BEGIN

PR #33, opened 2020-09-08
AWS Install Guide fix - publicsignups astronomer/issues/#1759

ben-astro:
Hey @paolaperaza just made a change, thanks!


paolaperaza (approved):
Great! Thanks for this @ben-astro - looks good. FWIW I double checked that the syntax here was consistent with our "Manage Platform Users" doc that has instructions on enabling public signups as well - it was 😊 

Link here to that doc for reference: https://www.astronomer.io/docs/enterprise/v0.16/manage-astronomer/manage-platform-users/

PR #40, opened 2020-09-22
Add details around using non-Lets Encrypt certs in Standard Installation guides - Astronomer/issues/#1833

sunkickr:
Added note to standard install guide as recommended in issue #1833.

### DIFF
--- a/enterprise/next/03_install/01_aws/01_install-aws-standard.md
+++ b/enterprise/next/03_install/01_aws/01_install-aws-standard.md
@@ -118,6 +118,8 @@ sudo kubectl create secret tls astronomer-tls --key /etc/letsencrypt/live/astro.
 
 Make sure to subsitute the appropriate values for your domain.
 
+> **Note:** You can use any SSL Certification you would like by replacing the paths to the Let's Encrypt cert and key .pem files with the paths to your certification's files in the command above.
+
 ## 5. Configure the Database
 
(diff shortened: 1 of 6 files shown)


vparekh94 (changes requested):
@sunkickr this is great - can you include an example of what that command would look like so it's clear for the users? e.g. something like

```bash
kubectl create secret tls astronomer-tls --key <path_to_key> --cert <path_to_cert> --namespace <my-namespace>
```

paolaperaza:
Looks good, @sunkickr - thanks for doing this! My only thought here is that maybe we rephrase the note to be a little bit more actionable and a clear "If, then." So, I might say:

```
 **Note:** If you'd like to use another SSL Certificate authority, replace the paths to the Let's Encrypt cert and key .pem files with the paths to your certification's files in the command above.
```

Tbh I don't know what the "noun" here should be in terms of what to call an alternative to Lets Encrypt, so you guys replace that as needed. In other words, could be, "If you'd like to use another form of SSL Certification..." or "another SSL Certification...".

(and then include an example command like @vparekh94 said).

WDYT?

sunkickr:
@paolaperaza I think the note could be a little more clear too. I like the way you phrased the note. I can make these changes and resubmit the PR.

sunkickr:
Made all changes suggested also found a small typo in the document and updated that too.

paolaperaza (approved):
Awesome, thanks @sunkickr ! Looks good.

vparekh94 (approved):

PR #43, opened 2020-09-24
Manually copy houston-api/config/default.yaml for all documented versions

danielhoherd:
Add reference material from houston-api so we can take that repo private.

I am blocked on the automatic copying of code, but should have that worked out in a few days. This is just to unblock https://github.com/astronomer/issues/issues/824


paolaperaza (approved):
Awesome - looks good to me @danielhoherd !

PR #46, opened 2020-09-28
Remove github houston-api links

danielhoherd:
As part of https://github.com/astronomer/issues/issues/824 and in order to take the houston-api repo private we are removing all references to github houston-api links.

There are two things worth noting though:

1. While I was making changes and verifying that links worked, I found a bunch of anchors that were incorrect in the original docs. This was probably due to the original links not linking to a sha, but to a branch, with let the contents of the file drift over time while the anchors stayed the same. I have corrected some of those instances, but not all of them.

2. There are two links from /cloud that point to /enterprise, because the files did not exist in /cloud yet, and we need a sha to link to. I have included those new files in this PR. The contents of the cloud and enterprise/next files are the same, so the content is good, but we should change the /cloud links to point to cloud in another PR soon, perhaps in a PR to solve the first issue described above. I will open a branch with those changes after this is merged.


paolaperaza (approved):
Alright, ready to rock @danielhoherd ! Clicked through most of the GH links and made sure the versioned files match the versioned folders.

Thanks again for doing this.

END
BEGIN

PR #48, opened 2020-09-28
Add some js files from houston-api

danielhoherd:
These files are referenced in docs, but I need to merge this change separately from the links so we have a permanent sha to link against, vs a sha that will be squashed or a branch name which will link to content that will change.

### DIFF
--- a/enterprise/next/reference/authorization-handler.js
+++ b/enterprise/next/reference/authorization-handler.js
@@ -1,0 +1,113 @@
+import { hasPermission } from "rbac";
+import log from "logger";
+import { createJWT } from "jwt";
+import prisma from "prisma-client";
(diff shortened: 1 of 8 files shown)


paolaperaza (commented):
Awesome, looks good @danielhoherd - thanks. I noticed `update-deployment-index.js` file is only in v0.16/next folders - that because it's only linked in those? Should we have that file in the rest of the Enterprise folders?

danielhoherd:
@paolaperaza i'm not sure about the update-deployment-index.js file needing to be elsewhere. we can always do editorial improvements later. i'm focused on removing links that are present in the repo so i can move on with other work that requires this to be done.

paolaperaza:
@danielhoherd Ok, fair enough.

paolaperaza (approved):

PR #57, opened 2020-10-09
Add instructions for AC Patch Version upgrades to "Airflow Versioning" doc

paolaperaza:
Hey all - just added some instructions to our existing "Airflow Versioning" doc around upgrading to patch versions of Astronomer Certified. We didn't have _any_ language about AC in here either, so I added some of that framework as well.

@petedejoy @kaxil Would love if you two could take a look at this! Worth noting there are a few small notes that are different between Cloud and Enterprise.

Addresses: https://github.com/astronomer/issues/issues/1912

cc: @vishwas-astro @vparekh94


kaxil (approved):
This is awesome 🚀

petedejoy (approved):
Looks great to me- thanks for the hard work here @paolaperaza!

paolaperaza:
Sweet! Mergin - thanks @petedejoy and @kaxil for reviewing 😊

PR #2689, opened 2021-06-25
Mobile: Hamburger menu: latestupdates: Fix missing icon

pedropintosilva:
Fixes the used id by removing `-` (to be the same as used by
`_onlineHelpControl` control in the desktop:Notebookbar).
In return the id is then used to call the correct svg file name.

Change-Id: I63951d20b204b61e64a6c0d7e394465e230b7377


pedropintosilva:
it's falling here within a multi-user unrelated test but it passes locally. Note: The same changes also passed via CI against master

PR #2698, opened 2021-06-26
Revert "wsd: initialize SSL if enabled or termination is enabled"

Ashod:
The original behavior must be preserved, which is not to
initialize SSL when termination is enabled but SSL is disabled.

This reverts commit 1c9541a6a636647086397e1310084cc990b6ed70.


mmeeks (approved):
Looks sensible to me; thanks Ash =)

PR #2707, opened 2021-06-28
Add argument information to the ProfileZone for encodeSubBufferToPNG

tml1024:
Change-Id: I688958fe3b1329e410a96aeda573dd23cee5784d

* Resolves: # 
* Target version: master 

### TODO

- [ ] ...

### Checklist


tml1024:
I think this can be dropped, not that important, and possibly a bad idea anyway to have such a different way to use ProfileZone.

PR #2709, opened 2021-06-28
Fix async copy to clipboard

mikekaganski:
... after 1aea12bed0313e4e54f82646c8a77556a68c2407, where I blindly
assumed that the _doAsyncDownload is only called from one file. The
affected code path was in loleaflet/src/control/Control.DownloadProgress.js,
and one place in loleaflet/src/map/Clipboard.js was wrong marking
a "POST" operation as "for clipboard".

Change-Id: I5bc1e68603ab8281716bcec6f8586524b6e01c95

END
BEGIN

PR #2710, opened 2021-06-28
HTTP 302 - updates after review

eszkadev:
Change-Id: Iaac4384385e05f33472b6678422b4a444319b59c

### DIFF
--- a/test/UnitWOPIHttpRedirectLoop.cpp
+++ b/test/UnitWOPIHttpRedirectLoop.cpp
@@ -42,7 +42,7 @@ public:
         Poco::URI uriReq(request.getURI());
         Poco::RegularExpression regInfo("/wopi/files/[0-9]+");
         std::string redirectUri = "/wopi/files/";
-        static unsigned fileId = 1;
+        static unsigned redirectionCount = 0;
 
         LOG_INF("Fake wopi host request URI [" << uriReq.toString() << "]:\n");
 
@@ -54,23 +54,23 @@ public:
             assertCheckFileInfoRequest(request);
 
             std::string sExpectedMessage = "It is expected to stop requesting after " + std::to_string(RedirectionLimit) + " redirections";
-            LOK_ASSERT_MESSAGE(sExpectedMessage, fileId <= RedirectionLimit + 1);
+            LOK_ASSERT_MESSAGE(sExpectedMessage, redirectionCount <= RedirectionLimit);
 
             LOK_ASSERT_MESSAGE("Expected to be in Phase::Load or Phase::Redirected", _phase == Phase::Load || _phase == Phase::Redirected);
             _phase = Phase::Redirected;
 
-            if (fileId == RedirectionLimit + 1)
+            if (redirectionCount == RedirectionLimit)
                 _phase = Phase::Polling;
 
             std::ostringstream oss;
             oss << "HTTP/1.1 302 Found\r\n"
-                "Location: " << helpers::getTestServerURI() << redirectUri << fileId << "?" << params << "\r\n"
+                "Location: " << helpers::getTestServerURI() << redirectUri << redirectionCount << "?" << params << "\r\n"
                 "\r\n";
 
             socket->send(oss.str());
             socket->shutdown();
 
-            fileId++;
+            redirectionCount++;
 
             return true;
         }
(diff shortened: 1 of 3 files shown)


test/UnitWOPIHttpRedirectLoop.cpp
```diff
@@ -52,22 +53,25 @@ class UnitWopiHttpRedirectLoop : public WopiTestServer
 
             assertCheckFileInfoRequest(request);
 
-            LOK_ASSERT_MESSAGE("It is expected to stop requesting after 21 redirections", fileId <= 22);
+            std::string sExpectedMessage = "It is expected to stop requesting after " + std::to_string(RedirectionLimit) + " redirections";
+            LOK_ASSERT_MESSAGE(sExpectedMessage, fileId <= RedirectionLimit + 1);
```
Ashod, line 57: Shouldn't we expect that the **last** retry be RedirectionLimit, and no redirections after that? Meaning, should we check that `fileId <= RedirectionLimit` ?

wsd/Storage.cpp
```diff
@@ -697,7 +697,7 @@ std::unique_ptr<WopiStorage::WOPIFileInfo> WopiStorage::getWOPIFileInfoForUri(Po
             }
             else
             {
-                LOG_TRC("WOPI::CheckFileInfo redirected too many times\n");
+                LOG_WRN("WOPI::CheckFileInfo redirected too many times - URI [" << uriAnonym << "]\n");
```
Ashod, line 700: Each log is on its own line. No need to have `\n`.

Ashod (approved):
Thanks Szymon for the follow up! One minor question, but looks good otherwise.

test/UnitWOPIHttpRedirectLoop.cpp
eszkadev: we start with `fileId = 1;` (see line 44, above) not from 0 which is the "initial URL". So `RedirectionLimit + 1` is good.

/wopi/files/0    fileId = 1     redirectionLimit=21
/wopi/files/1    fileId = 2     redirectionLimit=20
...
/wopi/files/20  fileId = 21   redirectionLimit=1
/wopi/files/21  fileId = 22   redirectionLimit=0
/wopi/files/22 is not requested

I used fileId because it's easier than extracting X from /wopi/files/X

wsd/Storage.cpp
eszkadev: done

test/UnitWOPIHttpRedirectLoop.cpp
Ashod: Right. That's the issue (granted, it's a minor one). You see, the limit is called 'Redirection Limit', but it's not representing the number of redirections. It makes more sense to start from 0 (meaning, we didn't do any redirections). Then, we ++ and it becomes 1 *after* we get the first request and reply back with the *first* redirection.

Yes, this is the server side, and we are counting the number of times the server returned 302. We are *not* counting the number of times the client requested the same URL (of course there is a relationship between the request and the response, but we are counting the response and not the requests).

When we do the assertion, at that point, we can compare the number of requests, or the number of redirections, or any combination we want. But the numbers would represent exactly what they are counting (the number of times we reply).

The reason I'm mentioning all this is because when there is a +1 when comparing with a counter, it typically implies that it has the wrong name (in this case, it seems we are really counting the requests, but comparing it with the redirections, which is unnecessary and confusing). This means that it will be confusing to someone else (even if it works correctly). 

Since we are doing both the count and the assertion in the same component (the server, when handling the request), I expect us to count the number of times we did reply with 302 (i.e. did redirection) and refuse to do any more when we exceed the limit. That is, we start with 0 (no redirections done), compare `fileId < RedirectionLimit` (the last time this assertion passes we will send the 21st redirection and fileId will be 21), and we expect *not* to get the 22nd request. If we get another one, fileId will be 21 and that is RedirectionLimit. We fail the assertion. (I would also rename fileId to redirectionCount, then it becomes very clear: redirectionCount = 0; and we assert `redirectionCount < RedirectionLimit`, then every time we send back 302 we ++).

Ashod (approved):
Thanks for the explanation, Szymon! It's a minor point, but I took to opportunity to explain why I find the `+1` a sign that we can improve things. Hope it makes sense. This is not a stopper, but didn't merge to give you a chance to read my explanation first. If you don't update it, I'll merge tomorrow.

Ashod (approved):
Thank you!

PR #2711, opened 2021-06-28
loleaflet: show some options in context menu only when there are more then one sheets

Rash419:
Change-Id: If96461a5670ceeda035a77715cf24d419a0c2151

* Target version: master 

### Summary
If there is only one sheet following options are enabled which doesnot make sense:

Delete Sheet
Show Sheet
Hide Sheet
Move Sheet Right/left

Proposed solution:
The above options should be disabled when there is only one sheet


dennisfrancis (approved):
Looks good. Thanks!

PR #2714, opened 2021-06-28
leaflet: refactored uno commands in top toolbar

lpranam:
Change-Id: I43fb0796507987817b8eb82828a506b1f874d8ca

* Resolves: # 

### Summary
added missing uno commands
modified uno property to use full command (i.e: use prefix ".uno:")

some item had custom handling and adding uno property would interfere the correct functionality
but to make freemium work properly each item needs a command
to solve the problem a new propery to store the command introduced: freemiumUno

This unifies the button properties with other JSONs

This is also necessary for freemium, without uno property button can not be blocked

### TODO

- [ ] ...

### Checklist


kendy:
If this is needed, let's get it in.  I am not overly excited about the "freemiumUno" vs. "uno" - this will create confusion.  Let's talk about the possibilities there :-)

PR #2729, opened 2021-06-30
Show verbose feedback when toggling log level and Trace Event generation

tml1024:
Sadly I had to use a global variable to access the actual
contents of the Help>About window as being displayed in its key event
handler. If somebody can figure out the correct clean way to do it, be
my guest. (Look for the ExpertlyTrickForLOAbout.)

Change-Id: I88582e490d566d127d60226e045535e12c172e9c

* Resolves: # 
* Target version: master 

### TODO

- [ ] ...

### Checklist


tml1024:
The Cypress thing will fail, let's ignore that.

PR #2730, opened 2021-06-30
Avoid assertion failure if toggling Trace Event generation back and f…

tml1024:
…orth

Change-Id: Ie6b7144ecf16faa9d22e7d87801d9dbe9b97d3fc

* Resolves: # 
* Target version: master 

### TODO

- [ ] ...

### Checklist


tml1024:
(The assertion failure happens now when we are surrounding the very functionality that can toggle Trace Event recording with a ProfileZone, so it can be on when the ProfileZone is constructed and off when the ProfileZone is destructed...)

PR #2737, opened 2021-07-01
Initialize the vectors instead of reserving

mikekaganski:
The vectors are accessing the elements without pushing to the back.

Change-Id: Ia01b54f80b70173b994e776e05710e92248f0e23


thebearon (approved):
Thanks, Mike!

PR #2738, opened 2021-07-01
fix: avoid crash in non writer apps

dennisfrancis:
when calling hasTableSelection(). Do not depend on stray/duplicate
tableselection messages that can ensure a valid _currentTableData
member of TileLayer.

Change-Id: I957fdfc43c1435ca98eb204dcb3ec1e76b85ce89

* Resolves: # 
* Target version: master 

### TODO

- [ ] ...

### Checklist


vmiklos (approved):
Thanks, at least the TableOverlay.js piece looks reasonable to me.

END

What to do |
In the listing above, find the line with "PR #33, opened 2020-09-08" and the line with "Make sure to", then print exactly those two lines and every line between them, and nothing more.

Reply |
PR #33, opened 2020-09-08
AWS Install Guide fix - publicsignups astronomer/issues/#1759

ben-astro:
Hey @paolaperaza just made a change, thanks!


paolaperaza (approved):
Great! Thanks for this @ben-astro - looks good. FWIW I double checked that the syntax here was consistent with our "Manage Platform Users" doc that has instructions on enabling public signups as well - it was 😊 

Link here to that doc for reference: https://www.astronomer.io/docs/enterprise/v0.16/manage-astronomer/manage-platform-users/

PR #40, opened 2020-09-22
Add details around using non-Lets Encrypt certs in Standard Installation guides - Astronomer/issues/#1833

sunkickr:
Added note to standard install guide as recommended in issue #1833.

### DIFF
--- a/enterprise/next/03_install/01_aws/01_install-aws-standard.md
+++ b/enterprise/next/03_install/01_aws/01_install-aws-standard.md
@@ -118,6 +118,8 @@ sudo kubectl create secret tls astronomer-tls --key /etc/letsencrypt/live/astro.
 
 Make sure to subsitute the appropriate values for your domain.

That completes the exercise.